## WHAT THE TASK REQUIRES
For the word "defined", state the number of lines in the data that contain it, and nothing else.

## DATA SECTION
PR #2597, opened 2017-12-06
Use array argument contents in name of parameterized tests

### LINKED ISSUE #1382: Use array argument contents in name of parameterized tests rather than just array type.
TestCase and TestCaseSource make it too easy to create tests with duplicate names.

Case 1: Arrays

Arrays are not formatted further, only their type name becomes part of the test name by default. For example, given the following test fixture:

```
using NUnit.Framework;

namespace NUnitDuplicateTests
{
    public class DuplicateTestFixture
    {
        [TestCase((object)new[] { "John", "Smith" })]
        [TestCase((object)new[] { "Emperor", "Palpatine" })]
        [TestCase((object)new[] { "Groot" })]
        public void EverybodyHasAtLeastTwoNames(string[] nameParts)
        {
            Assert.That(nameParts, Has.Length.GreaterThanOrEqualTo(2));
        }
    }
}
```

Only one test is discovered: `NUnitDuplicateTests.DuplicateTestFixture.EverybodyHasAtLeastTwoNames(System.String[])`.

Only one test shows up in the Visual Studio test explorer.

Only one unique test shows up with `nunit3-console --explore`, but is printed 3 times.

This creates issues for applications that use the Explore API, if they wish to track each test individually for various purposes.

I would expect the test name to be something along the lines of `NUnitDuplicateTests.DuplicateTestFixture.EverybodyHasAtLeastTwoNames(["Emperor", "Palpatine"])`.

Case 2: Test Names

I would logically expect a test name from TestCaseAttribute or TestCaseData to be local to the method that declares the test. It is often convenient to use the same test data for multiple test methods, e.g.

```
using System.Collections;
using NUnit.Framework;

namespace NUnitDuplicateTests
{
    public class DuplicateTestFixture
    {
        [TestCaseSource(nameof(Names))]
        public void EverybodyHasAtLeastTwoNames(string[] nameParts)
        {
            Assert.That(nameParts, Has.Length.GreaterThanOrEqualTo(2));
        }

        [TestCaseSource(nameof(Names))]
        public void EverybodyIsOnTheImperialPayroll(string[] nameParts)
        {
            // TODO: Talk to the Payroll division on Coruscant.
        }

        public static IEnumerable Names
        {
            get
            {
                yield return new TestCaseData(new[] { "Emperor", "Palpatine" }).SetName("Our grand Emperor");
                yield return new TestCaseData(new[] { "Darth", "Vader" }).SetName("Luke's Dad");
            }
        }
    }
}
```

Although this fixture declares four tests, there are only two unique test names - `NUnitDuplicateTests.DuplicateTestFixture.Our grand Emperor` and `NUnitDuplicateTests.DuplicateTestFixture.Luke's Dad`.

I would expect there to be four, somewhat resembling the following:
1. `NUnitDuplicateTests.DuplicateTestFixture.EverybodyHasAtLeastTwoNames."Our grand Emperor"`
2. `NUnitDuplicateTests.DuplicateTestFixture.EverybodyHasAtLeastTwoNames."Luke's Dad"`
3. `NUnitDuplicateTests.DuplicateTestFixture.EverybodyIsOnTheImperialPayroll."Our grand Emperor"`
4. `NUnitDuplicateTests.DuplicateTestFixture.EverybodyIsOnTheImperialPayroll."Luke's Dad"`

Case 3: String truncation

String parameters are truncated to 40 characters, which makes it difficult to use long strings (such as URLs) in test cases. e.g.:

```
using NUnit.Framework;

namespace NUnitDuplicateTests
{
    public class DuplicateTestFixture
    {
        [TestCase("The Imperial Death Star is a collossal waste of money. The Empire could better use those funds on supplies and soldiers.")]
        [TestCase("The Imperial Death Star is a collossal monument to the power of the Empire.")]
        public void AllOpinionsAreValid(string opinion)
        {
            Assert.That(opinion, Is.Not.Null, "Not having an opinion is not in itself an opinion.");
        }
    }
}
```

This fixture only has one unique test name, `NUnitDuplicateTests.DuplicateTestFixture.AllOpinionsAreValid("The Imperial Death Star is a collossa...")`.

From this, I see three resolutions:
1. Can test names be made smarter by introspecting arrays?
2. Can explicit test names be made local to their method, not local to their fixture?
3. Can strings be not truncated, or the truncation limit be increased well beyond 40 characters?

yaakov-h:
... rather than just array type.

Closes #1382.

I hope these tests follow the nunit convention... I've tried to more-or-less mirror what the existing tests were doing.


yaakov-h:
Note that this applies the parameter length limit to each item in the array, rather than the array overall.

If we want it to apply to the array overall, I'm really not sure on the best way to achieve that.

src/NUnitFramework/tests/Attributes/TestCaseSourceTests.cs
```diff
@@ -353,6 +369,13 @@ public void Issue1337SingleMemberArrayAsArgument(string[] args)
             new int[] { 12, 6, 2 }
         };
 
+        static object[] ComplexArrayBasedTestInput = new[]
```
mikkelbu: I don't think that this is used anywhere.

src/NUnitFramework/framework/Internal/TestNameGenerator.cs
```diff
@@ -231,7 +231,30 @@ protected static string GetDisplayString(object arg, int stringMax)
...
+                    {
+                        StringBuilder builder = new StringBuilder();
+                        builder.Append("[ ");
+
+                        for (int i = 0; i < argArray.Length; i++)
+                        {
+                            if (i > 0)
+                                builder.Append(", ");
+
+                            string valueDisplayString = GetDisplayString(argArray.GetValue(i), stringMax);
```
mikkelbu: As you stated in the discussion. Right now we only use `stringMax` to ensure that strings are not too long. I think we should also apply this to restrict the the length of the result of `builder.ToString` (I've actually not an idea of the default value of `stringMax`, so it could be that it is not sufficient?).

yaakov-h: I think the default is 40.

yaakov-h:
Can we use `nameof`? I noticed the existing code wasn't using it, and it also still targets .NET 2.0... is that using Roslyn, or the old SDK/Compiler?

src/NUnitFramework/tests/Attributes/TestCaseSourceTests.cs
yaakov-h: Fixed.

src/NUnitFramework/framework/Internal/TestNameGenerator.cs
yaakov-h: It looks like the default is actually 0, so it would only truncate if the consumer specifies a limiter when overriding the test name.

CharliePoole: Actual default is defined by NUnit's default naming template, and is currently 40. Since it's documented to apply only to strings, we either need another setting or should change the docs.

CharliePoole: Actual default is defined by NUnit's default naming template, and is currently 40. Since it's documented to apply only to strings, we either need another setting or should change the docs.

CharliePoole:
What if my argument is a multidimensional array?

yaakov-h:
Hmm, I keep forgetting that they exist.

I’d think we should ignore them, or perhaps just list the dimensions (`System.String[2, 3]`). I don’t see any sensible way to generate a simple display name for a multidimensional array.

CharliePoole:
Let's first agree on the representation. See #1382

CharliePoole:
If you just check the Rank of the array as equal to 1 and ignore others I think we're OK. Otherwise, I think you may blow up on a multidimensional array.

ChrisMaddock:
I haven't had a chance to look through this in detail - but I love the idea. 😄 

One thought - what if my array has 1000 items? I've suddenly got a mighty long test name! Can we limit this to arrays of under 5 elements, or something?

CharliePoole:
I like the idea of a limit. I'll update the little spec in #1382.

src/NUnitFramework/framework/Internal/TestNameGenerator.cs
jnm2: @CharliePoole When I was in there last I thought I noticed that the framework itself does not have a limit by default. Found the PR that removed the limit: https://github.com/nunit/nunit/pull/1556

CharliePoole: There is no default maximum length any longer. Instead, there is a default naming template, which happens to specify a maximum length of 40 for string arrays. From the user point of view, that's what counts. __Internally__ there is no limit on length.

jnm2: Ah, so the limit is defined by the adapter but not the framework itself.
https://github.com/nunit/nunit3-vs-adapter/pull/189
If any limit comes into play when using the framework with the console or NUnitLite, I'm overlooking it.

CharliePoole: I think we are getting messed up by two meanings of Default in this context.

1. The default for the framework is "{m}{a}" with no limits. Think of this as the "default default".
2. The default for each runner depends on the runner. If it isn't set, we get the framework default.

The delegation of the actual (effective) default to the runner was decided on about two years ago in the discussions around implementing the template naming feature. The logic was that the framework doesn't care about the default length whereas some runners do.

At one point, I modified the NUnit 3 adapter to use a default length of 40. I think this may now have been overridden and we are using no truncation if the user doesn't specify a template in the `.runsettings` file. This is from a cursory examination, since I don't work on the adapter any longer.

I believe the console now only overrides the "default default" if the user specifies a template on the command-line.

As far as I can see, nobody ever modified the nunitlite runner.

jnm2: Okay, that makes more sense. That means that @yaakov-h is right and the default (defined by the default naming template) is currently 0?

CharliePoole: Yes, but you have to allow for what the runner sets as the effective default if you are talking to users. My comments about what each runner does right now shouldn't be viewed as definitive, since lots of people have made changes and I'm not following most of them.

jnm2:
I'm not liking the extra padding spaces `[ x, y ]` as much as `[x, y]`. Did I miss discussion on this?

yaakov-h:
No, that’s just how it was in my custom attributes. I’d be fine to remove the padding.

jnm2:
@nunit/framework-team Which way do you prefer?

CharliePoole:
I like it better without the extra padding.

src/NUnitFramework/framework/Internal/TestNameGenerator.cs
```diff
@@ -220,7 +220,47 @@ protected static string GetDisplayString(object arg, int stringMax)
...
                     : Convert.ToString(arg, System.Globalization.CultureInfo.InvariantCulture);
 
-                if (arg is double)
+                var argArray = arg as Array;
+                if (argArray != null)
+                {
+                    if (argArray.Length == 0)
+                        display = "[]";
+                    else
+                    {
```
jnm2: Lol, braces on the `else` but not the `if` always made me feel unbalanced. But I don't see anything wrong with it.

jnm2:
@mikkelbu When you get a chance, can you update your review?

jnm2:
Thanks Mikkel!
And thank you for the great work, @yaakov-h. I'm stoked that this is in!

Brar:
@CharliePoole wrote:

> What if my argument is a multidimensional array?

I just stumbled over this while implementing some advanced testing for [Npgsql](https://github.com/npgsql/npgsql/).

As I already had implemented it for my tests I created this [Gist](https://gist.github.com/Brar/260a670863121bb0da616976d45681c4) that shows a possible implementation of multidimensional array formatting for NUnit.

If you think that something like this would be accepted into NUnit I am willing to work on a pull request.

## RESULT FOR THIS TASK
4